Issue #501, opened 2023-11-16
Support Python 3.12


khaeru:
This requires, at minimum:
- jpype-project/jpype#1147 —a JPype release that supports Python 3.12.

Issue #494, opened 2023-09-19
Track/work around lp:2035206: missing lxml wheel for cp38-macosx


khaeru:
[No PyPI wheel for 4.9.3-cp38-cp38-macosx](https://bugs.launchpad.net/lxml/+bug/2035206).

This causes CI failures for macos-latest-py3.8: on this os/Python version (and not others), PyPI attempts to compile lxml from source, which fails.

A **workaround** is to pin lxml to != 4.9.3 in the "pytest" CI workflow.
A **fix** would need to happen upstream: publishing the missing wheel, or a new version that is not missing this wheel.

khaeru:
This is reportedly resolved as of 2024-01-06 https://bugs.launchpad.net/lxml/+bug/2035206. #504 will confirm and close.

PR #504, opened 2024-01-08
Address GC with JPype ≥1.5.0

### LINKED ISSUE #463: Adjust for JPype1 v1.4.1

khaeru:
Will close #463, #494, #501.

Also:
- Add pytest-xdist to run tests in parallel on 2+ cores, as with other packages in our stack.  This reduces the pytest run time for some jobs to <1 min.

  One strange thing: the failures of the `test_del_ts` tests noted/discussed in #463 *do not occur* when using pytest-xdist; so those tests are all XPASS on Python ≤ 3.10 on all 3 OS.

## How to review

- Ensure the description of the JPype1 version dependency in the release notes is coherent.

## PR checklist

- [x] Update release notes.

### DIFF
--- a/.github/workflows/pytest.yaml
+++ b/.github/workflows/pytest.yaml
@@ -117,7 +117,13 @@ jobs:
       shell: Rscript {0}
 
     - name: Run test suite using pytest
-      run: pytest ixmp -m "not performance" --verbose -rA --cov-report=xml --color=yes
+      run: |
+        pytest ixmp \
+          -m "not performance" \
+          --color=yes -rA --verbose \
+          --cov-report=xml \
+          --numprocesses=auto
+      shell: bash
 
     - name: Upload test coverage to Codecov.io
       uses: codecov/codecov-action@v3
--- a/.github/workflows/pytest.yaml
+++ b/.github/workflows/pytest.yaml
@@ -28,8 +28,8 @@ jobs:
         - "3.8"  # Earliest version supported by ixmp
         - "3.9"
         - "3.10"
-        - "3.11" # Latest supported by ixmp
-        # - "3.12"  # Pending JPype support; see iiasa/ixmp#501
+        - "3.11"
+        - "3.12"  # Latest supported by ixmp
 
         # commented: force a specific version of pandas, for e.g. pre-release
         # testing
--- a/.github/workflows/pytest.yaml
+++ b/.github/workflows/pytest.yaml
@@ -104,10 +104,6 @@ jobs:
         # commented: use with "pandas-version" in the matrix, above
         # pip install --upgrade pandas${{ matrix.pandas-version }}
 
-    - name: TEMPORARY Work around iiasa/ixmp#463
-      if: matrix.python-version != '3.11'
-      run: pip install "JPype1 != 1.4.1"
-
     - name: Install R dependencies and tutorial requirements
       run: |
         install.packages(c("remotes", "Rcpp"))
--- a/.github/workflows/pytest.yaml
+++ b/.github/workflows/pytest.yaml
@@ -92,10 +92,6 @@ jobs:
       run: echo "RETICULATE_PYTHON=$pythonLocation" >> $GITHUB_ENV
       shell: bash
 
-    - name: Work around https://bugs.launchpad.net/lxml/+bug/2035206
-      if: matrix.python-version == '3.8' && matrix.os == 'macos-latest'
-      run: pip install "lxml == 4.9.2"
-
     - name: Install Python package and dependencies
       # [docs] contains [tests], which contains [report,tutorial]
       run: |
--- a/RELEASE_NOTES.rst
+++ b/RELEASE_NOTES.rst
@@ -14,7 +14,8 @@ Code that imports from the old locations will continue to work, but will raise :
 All changes
 -----------
 
-- Support for Python 3.7 is dropped (:pull:`492`).
+- :mod:`ixmp` is tested and compatible with `Python 3.12 <https://www.python.org/downloads/release/python-3120/>`__ (:pull:`504`).
+- Support for Python 3.7 is dropped (:pull:`492`), as it has reached end-of-life.
 - Rename :mod:`ixmp.report` and :mod:`ixmp.util` (:pull:`500`).
 - New reporting operators :func:`.from_url`, :func:`.get_ts`, and :func:`.remove_ts` (:pull:`500`).
 - New CLI command :program:`ixmp platform copy` and :doc:`CLI documentation <cli>` (:pull:`500`).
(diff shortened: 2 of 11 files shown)


glatterf42:
While looking at these logs, I noticed:
```bash
XPASS ixmp/tests/core/test_scenario.py::TestScenario::test_add_par[args2-kwargs2] Length mismatch between keys and values
```
Taking a closer look, I found
```python
key_or_data = ["new-york", "chicago"]
value = [100, 200, 300]

# This creates as many tuples as possible, stopping when key_or_data runs out
zip(key_or_data, value)
# So there was never nan data in pandas, thus not triggering the ValueError we expect for the test
```

glatterf42:
Update: this only seems to work for python > 3.9, thus some tests are failing. I'll think about as elegant a fix as possible.

khaeru:
I would suggest to use [`itertools.zip_longest`](file:///usr/share/doc/python3.11/html/library/itertools.html#itertools.zip_longest) from the standard library, and keep the `if` block as it was.

Note that the construction:
```py
try:
    func()
except ValueError as e:
    raise ValueError("Helpful message about specific condition X") from e
```
…can only be used if we know for certain that *only* condition X will cause func() to raise ValueError. If there are 2 or more ways it could raise the same class of exception, then the except clause will inappropriately swallow/hide conditions Y or Z from the user, and actually give them an incorrect message about what they've done wrong.

glatterf42:
That's a good suggestion. In theory, though, we could also not reraise our own unique exception since zip(..., strict=True) will raise a ValueError already.

glatterf42:
It's supposed to, at least. On my system, however:
```python
>>> zip(key_or_data, value, strict=True)
<zip object at 0x7fbe4169f9c0>
>>> list(zip(key_or_data, value, strict=True))
Traceback (most recent call last):
  File "<stdin>", line 1, in <module>
ValueError: zip() argument 2 is longer than argument 1
```

glatterf42 (approved):
This looks good to me now, thanks :)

§ **Task**
Would you write out all of the data exactly as given?

§ **Expected output**
Issue #501, opened 2023-11-16
Support Python 3.12


khaeru:
This requires, at minimum:
- jpype-project/jpype#1147 —a JPype release that supports Python 3.12.

Issue #494, opened 2023-09-19
Track/work around lp:2035206: missing lxml wheel for cp38-macosx


khaeru:
[No PyPI wheel for 4.9.3-cp38-cp38-macosx](https://bugs.launchpad.net/lxml/+bug/2035206).

This causes CI failures for macos-latest-py3.8: on this os/Python version (and not others), PyPI attempts to compile lxml from source, which fails.

A **workaround** is to pin lxml to != 4.9.3 in the "pytest" CI workflow.
A **fix** would need to happen upstream: publishing the missing wheel, or a new version that is not missing this wheel.

khaeru:
This is reportedly resolved as of 2024-01-06 https://bugs.launchpad.net/lxml/+bug/2035206. #504 will confirm and close.

PR #504, opened 2024-01-08
Address GC with JPype ≥1.5.0

### LINKED ISSUE #463: Adjust for JPype1 v1.4.1

khaeru:
Will close #463, #494, #501.

Also:
- Add pytest-xdist to run tests in parallel on 2+ cores, as with other packages in our stack.  This reduces the pytest run time for some jobs to <1 min.

  One strange thing: the failures of the `test_del_ts` tests noted/discussed in #463 *do not occur* when using pytest-xdist; so those tests are all XPASS on Python ≤ 3.10 on all 3 OS.

## How to review

- Ensure the description of the JPype1 version dependency in the release notes is coherent.

## PR checklist

- [x] Update release notes.

### DIFF
--- a/.github/workflows/pytest.yaml
+++ b/.github/workflows/pytest.yaml
@@ -117,7 +117,13 @@ jobs:
       shell: Rscript {0}
 
     - name: Run test suite using pytest
-      run: pytest ixmp -m "not performance" --verbose -rA --cov-report=xml --color=yes
+      run: |
+        pytest ixmp \
+          -m "not performance" \
+          --color=yes -rA --verbose \
+          --cov-report=xml \
+          --numprocesses=auto
+      shell: bash
 
     - name: Upload test coverage to Codecov.io
       uses: codecov/codecov-action@v3
--- a/.github/workflows/pytest.yaml
+++ b/.github/workflows/pytest.yaml
@@ -28,8 +28,8 @@ jobs:
         - "3.8"  # Earliest version supported by ixmp
         - "3.9"
         - "3.10"
-        - "3.11" # Latest supported by ixmp
-        # - "3.12"  # Pending JPype support; see iiasa/ixmp#501
+        - "3.11"
+        - "3.12"  # Latest supported by ixmp
 
         # commented: force a specific version of pandas, for e.g. pre-release
         # testing
--- a/.github/workflows/pytest.yaml
+++ b/.github/workflows/pytest.yaml
@@ -104,10 +104,6 @@ jobs:
         # commented: use with "pandas-version" in the matrix, above
         # pip install --upgrade pandas${{ matrix.pandas-version }}
 
-    - name: TEMPORARY Work around iiasa/ixmp#463
-      if: matrix.python-version != '3.11'
-      run: pip install "JPype1 != 1.4.1"
-
     - name: Install R dependencies and tutorial requirements
       run: |
         install.packages(c("remotes", "Rcpp"))
--- a/.github/workflows/pytest.yaml
+++ b/.github/workflows/pytest.yaml
@@ -92,10 +92,6 @@ jobs:
       run: echo "RETICULATE_PYTHON=$pythonLocation" >> $GITHUB_ENV
       shell: bash
 
-    - name: Work around https://bugs.launchpad.net/lxml/+bug/2035206
-      if: matrix.python-version == '3.8' && matrix.os == 'macos-latest'
-      run: pip install "lxml == 4.9.2"
-
     - name: Install Python package and dependencies
       # [docs] contains [tests], which contains [report,tutorial]
       run: |
--- a/RELEASE_NOTES.rst
+++ b/RELEASE_NOTES.rst
@@ -14,7 +14,8 @@ Code that imports from the old locations will continue to work, but will raise :
 All changes
 -----------
 
-- Support for Python 3.7 is dropped (:pull:`492`).
+- :mod:`ixmp` is tested and compatible with `Python 3.12 <https://www.python.org/downloads/release/python-3120/>`__ (:pull:`504`).
+- Support for Python 3.7 is dropped (:pull:`492`), as it has reached end-of-life.
 - Rename :mod:`ixmp.report` and :mod:`ixmp.util` (:pull:`500`).
 - New reporting operators :func:`.from_url`, :func:`.get_ts`, and :func:`.remove_ts` (:pull:`500`).
 - New CLI command :program:`ixmp platform copy` and :doc:`CLI documentation <cli>` (:pull:`500`).
(diff shortened: 2 of 11 files shown)


glatterf42:
While looking at these logs, I noticed:
```bash
XPASS ixmp/tests/core/test_scenario.py::TestScenario::test_add_par[args2-kwargs2] Length mismatch between keys and values
```
Taking a closer look, I found
```python
key_or_data = ["new-york", "chicago"]
value = [100, 200, 300]

# This creates as many tuples as possible, stopping when key_or_data runs out
zip(key_or_data, value)
# So there was never nan data in pandas, thus not triggering the ValueError we expect for the test
```

glatterf42:
Update: this only seems to work for python > 3.9, thus some tests are failing. I'll think about as elegant a fix as possible.

khaeru:
I would suggest to use [`itertools.zip_longest`](file:///usr/share/doc/python3.11/html/library/itertools.html#itertools.zip_longest) from the standard library, and keep the `if` block as it was.

Note that the construction:
```py
try:
    func()
except ValueError as e:
    raise ValueError("Helpful message about specific condition X") from e
```
…can only be used if we know for certain that *only* condition X will cause func() to raise ValueError. If there are 2 or more ways it could raise the same class of exception, then the except clause will inappropriately swallow/hide conditions Y or Z from the user, and actually give them an incorrect message about what they've done wrong.

glatterf42:
That's a good suggestion. In theory, though, we could also not reraise our own unique exception since zip(..., strict=True) will raise a ValueError already.

glatterf42:
It's supposed to, at least. On my system, however:
```python
>>> zip(key_or_data, value, strict=True)
<zip object at 0x7fbe4169f9c0>
>>> list(zip(key_or_data, value, strict=True))
Traceback (most recent call last):
  File "<stdin>", line 1, in <module>
ValueError: zip() argument 2 is longer than argument 1
```

glatterf42 (approved):
This looks good to me now, thanks :)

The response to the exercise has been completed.